Suzan smelled of perfume, and when she kissed Cassie’s cheek, Cassie felt sure she left a smudge of cherry-colored lipstick. Hugging her was like hugging a scented pillow.
Finally, Faye came. Her heavy-lidded eyes were gleaming enigmatically, as if she were aware of Cassie’s discomfiture and enjoying it. All Cassie was aware of was Faye’s height and how much she herself wanted to run. She had a panicked conviction that Faye was going to do something awful. . . .
But Faye simply murmured, as she stepped back, “So the little white mouse is tougher than she looks. I was betting you wouldn’t even last through the ceremony.”
“I’m not sure I did,” Cassie muttered. She desperately wanted to sit down and gather her thoughts. So much had happened so fast . . . but she was in. Even Faye had accepted her. That fact could not be changed.

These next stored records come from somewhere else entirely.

Issue #62216, opened 2024-06-03
Editor Canvas Container: refactor and isolate to the site editor


ramonjd:
## Background

The Editor Canvas Container is a slot for the Site Editor that was intended to act as an "alternative" editor canvas to render blocks and styles independently of the main canvas container. 

It was first added in https://github.com/WordPress/gutenberg/pull/45960 and refined in https://github.com/WordPress/gutenberg/pull/49973

The important feature, at least for global style revisions, was to have a "separate" editor view that could be edited independently of the main editor canvas. So changes could be made to styles and so on in the alternative canvas view. When it closes, the user is returned to the main editor canvas in whatever state they left it.

The slot is currently used by:

- The Style Book
- Global Styles revisions

## What is your proposed solution?

Refactor the way Gutenberg displays these alternative slots.

Options could be:

- move away from slots, and rather use editor context or children props
- create a new editor UI for such alternative editor views, e.g., removing unnecessary controls and views such as the list view, inserter and so on.

See feedback:

- https://github.com/WordPress/gutenberg/pull/62146/files#r1620915555

There are a lot of unknowns. An approach needs to be confirmed.

## What problem does this address?

Since https://github.com/WordPress/gutenberg/pull/62146, the Site Editor uses the editor interface from the editor package, which means that the post editor could theoretically fill the Editor Canvas Container is a slot. Currently the only use case for the slot is to house alternative Site Editor views.

Also the way the alternative views are rendered and tracked by is cumbersome and not scalable. [Example](https://github.com/WordPress/gutenberg/blob/da98bdb025937d8bb0abc41a187792e75e17731d/packages/edit-site/src/components/global-styles/ui.js#L250-L250).

## Beyond

The potential is there for Global Styles could be "promoted" to be a top-level entity. 

So much like the editor can load a template or a page, it could "load" the site's merged global styles entity with the style book, in conjunction with the global style panel and controls, being the "interface".

## Related
- https://github.com/WordPress/gutenberg/issues/53431
- https://github.com/WordPress/gutenberg/issues/53483
- https://github.com/WordPress/gutenberg/issues/41119

ramonjd:
I did a little splashing around the shallow waters of the editor, while thinking about possible approaches. 

Here are some notes. 

They may or may not have import in relation to the main issue 😄 

### Loose requirements

- Create a canvas "view" to display global styles-specific features, e.g., style book, revisions. 
    - The view:
        - loads a given block list preview (not editable)
[...]

PR #62669, opened 2024-06-19
Display the DocumentBar for Style Book and Style Revisions

### LINKED ISSUE #51667: Add DocumentActions to Style Revisions header
Let's add the DocumentActions component to the header when style revisions are viewed. 

- [ ] Add DocumentActions to the header.
- [x] Update the "Global styles revisions" text to "Style revisions". 

CleanShot 2023-06-19 at 17 53 22

Related issue for Style Book: https://github.com/WordPress/gutenberg/issues/54514

### LINKED ISSUE #54514: Add DocumentActions to Style Book
As discussed in https://github.com/WordPress/gutenberg/issues/51667#issuecomment-1598801110, lets add the `DocumentActions` to the Style Book editor header. 

### Before: 
CleanShot 2023-09-15 at 15 45 39

### After: 
CleanShot 2023-09-15 at 15 46 03

Related issue for Style Revisions: https://github.com/WordPress/gutenberg/issues/51667

creativecoder:
## What?

When viewing Style Book or Style Revisions in the site editor, displays the DocumentBar in header rather than just the title.

Fixes https://github.com/WordPress/gutenberg/issues/51667 and https://github.com/WordPress/gutenberg/issues/54514

## Why?

Makes the header more consistent. Opening the Style Book or Style Revisions overlay now only changes the title and icon, rather than removing the DocumentBar component and replacing it with a string.

## How?

Given the [plans for refactoring and/or removing the EditorCanvasContainer component](https://github.com/WordPress/gutenberg/issues/62216), this PR attempts to make the minimal changes needed to solve the issue

- Adds `title` and `icon` props to `DocumentBar` so it can display them when an overlay is visible
- Updates the `Header` component to pass `title` and `icon` props to `DocumentBar`, rather than displaying the `title` prop in place of `DocumentBar`
- Temporarily removes the command context in the site editor when Style Book and/or Style Revisions are open, clearing the suggested commands that are specific to editing the current entity (e.g. when editing a pattern or a page)

## Testing Instructions

- Go to the site editor and open the global styles sidebar
- Click on the Style Book and Style Revisions icons at the top of the sidebar
- See that the title and icon in the header change when opening those overlays
- See that you can click on the DocumentBar and open the command menu when the overlays are open

No relevant changes

## Screenshots or screencast 

https://github.com/WordPress/gutenberg/assets/1699996/7083e36a-a726-471c-a464-fe4fb5673936


packages/edit-site/src/components/editor/index.js
```diff
@@ -173,6 +170,17 @@ export default function EditSiteEditor( { isLoading } ) {
...
+	// Replace the title and icon displayed in the DocumentBar when there's an overlay visible.
+	const { setEditorContentOverlayTitleAndIcon } = unlock(
+		useDispatch( editorStore )
+	);
+	const { title, icon } = getEditorCanvasContainerTitleAndIcon(
+		editorCanvasContainerView
+	);
+	useEffect( () => {
+		setEditorContentOverlayTitleAndIcon( title, icon );
+	}, [ title, icon, setEditorContentOverlayTitleAndIcon ] );
```
youknowriad: This basically replaces the "title" prop with an action API. Do you think it's a better API? Why?

If we're to keep this, I guess we should remove the "title" prop from the Editor component (and its children)

creativecoder: @youknowriad Thanks for taking a look

> This basically replaces the "title" prop with an action API. Do you think it's a better API? Why?

I did it this way because I was unsure of the backcompat restraints on the `@wordpress/editor` components, and this way keeps all API changes private.

Alternatively we could make the following modifications

- Add an `icon` prop to `Editor` (from `@wordpress/editor`) so that `EditSiteEditor` can use it to override the icon (in addition to the title override it's using now) 
- Add title and icon props to the `DocumentBar` component to override the title and icon inferred from the currently open document or template, so that we can display the title and icon overrides from `EditSiteEditor`  inside the DocumentBar when an overlay is visible (rather than just replacing the component with a string, like we do now)

Given the [plans to refactor EditorCanvasContainer](https://github.com/WordPress/gutenberg/issues/62216) for Style Book and Style Revisions I'm hesitant to add new props to `@wordpress/editor` components just for the sake of the site editor. On the other hand, those implementing custom editors might appreciate the title/icon override props, so it could make sense to keep them around. What do you think?

youknowriad: To be honest, neither solution satisfy me completely :P 

 - I like the simplicity of the props but don't like the fact that they need to be passed down to the components.
 - I don't like the complexity of the actions/selectors but they don't need to be passed down to components.

Worth nothing that the components we're talking about are also private AFAIK. So maybe for now, I have a small preference towards just adding an icon prop.

creativecoder: > To be honest, neither solution satisfy me completely ... So maybe for now, I have a small preference towards just adding an icon prop.

I feel similarly! If nothing else, using props is a little less code overall. I'll rework the PR to use props and we can see how that feels.

creativecoder: By the way, `DocumentBar` is exported from `@wordpress/editor`, so adding props to the component does change the public API of the package.

packages/edit-site/src/components/editor/index.js
```diff
@@ -199,11 +200,8 @@ export default function EditSiteEditor( { isLoading } ) {
 						_isPreviewingTheme && <SaveButton size="compact" />
 					}
 					forceDisableBlockTools={ ! hasDefaultEditorCanvasView }
-					title={
-						! hasDefaultEditorCanvasView
-							? getEditorCanvasContainerTitle( editorCanvasView )
-							: undefined
-					}
+					title={ title }
+					icon={ icon }
```
creativecoder, line 204: Using the `! hasDefaultEditorCanvasView` check here causes the `DocumentBar` title/icon to flash back and forth between the document and overlay titles when activating the Style Book in addition to Style Revisions and vice versa.

Since the default title and icon are empty strings and the return value of `getEditorCanvasContainerTitleAndIcon` is directly tied the canvas container state, the check isn't really needed.

packages/editor/src/components/commands/index.js
```diff
@@ -299,9 +300,10 @@ function useEditedEntityContextualCommands() {
 		};
 	}, [] );
 	const { openModal } = useDispatch( interfaceStore );
+	const hasEditorContentOverlay = useHasEditorContentOverlay();
 	const commands = [];
 
-	if ( postType === PATTERN_POST_TYPE ) {
+	if ( ! hasEditorContentOverlay && postType === PATTERN_POST_TYPE ) {
```
ramonjd: When editing a page, there's an Edit Template command as well:

Screenshot 2024-06-20 at 12 51 00 PM

Do you think that should also be hidden?

ramonjd (commented):
This is a great enhancement and makes the header more consistent, thanks! 

I tested switching between overlays and the heading is accurate at each step:

https://github.com/WordPress/gutenberg/assets/6458278/e13bb615-9f6d-4785-a01e-d0eb339b965a

Left a question about hiding other controls.

packages/editor/src/components/commands/index.js
youknowriad: I'm not sure I understand the change here to be honest?

ramonjd: Yeah, might need a comment. 

When editing a pattern, and then activating the style book, this condition ensures the default pattern commands aren't shown by default when the command centre is opened:

Screenshot 2024-06-20 at 4 39 53 PM

youknowriad: Is this the right fix? Maybe when going into "style book" and "style revision", we should be changing the "context" instead. (See `useSetCommandContext`) Again, I think this is just a side effect of us not actually changing the active "entity" in the EditorProvider to the global styles entity, but that is definitely a bigger change.

creativecoder: Good points! I've updated to have the `edit-site` package remove the command context temporarily when Style Book and/or Style Revisions are open, clearing the suggested commands that are specific to editing the current entity (for both patterns and page): https://github.com/WordPress/gutenberg/pull/62669/files#diff-caaab4735e981969da0fb0108be1c6a34e2f039940615a695fa05e061dac42d9R40

> Again, I think this is just a side effect of us not actually changing the active "entity" in the EditorProvider to the global styles entity, but that is definitely a bigger change.

Agreed, I think this is another example supporting how opening a global styles entity would make more sense. But hopefully this workaround is acceptable for now, until we've made that much bigger change.

packages/edit-site/src/hooks/commands/use-set-command-context.js
```diff
@@ -33,5 +37,13 @@ export default function useSetCommandContext() {
 	if ( hasBlockSelected ) {
 		commandContext = 'block-selection-edit';
 	}
+	if ( hasEditorCanvasContainer ) {
+		/*
+		 * The editor canvas overlay will likely be deprecated in the future, so for now we clear the command context
+		 * to remove the suggested commands that may not make sense with Style Book or Style Revisions open.
+		 * See https://github.com/WordPress/gutenberg/issues/62216.
```
ramonjd, line 44: So, in the future we'd have something like `commandContext = getCurrentSiteEditorEntity()` or something?

Anyhoo, I'm going to try to shuffle some things around and start looking at that issue after 6.6. When the time comes, it'd be great to your feedback on the possible approaches 🙇🏻

ramonjd (approved):
LGTM

Thanks again.

Behold, my GIF!

packages/edit-site/src/hooks/commands/use-set-command-context.js
creativecoder: > So, in the future we'd have something like commandContext = getCurrentSiteEditorEntity() or something?

I don't think a new command context would be needed. Presumably if opening Style Book was changing the currently edited entity to a `wp_global_styles` post, then the check here could just be removed. The command context would go back to being `entity-edit` with the `wp_global_styles` post type returned by `getCurrentPostType` from the editor store, which should cover any checks needed for adding suggested commands.

For example, in the case of the [suggested pattern commands I was manually checking before](https://github.com/WordPress/gutenberg/blob/2b87be1903e4d509037d5bf2c47c2ef07e9526c2/packages/editor/src/components/commands/index.js#L306), the post type is no longer `wp_pattern`, so those would be hidden when Style Book is open without any additional changes.

creativecoder: > When the time comes, it'd be great to your feedback on the possible approaches 🙇🏻

Yes, for sure! Putting together this PR was a great crash course on understanding the current relationship between the `editor` and `edit-site` packages--I'd be glad to put that knowledge to more use.

creativecoder:
I'm not sure what's going on with CI: [phpunit tests look green](https://github.com/WordPress/gutenberg/actions/runs/9654465123/job/26628753216?pr=62669) but it's not coming through here in the PR.

ramonjd:
@creativecoder Tests have been failing frequently lately. If you're confident the fails are not related — which has been the case in the last week for many committed PRs — then I think it should be fine. Especially if this PR isn't to be backported to the 6.6 RC.

creativecoder:
Thanks @ramonjd ! In this case everything was passing, but the test status wasn't coming through to the PR. Looks like it's working again now. I'll run everything again, just to be sure, then I'll get this merged.

Mamaduka:
Thank you, @creativecoder!

creativecoder:
Leaving myself some notes, for when I come back to any related issues:

The DocumentBar component in the header, used to show the icon/title and trigger the command center modal, lives in a component hierarchy like this

- `EditorSiteEditor` (`@wordpress/edit-site` package, renders `Editor` from `@wordpress/editor`)
  - `EditorCanvasContainer` (uses `EditorContentSlotFill.Fill`, passes children into the fill)
  - `StyleBook` (wraps UI in `EditorCanvasContainer` to display Style Book)
  - `Revisions` (wraps UI in `EditorCanvasContainer` to display Style Revisions)
- `Editor` (`@wordpress/editor` package, private component)
  - `EditorInterface` (provides `EditorContentSlotFill.Slot`)
    - `Header` (`forceDisableBlockTools` prop to partially disable toolbar in the header)
      - `DocumentBar`

The `EditorCanvasContainer` is an `@wordpress/edit-site` component used as a fill for the `EditorContentSlotFill`, a private slotfill provided by `@wordpress/editor`. The `EditorCanvasContainer` creates an overlay that fills the main content area when Style Revisions and/or Style Book are open.

DocumentBar usually shows the title and icon from the entity currently being edited (post, template, etc), and now has `title` and `icon` props that override those values. The `title` and `icon` props and are passed down through the component hierarchy and populated by `EditorSiteEditor` when the overlay is visible.

The `forceDisableBlockTools` prop is also passed down by `EditorSiteEditor` to `Header` to partially disable the toolbar when the overlay is visible.

In the future (see https://github.com/WordPress/gutenberg/issues/62216), Style Book and Style Revisions will likely open the current `wp_global_styles` post and its revisions as the entity being edited, so the title/icon override props shouldn't be needed for these views, as they will be inferred like they are now for other entities. We would also need an alternative signal for `forceDisableBlockTools` when the overlay is removed.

“All right,” Diana said quietly. “That’s it for the initiation ritual. Normally after this we’d have a party or something, but . . .” She looked at Cassie and lifted her hands. Cassie nodded. Tonight, a party could hardly be less appropriate. “So I think we should formally dispel the Circle, but go on and have a regular meeting. That way we can get Cassie caught up on what she needs to know.”
There were nods around the circle and a collective breath released. Diana picked up a handful of sand and poured it over the line drawn on the beach. The others followed suit, each pouring a handful and smoothing it down so that the circle’s outline was blurred, erased. Then they distributed themselves among the still-lighted candles, some sitting on the sand, others on out-thrusts of rock. Nick remained standing, a cigarette in his mouth.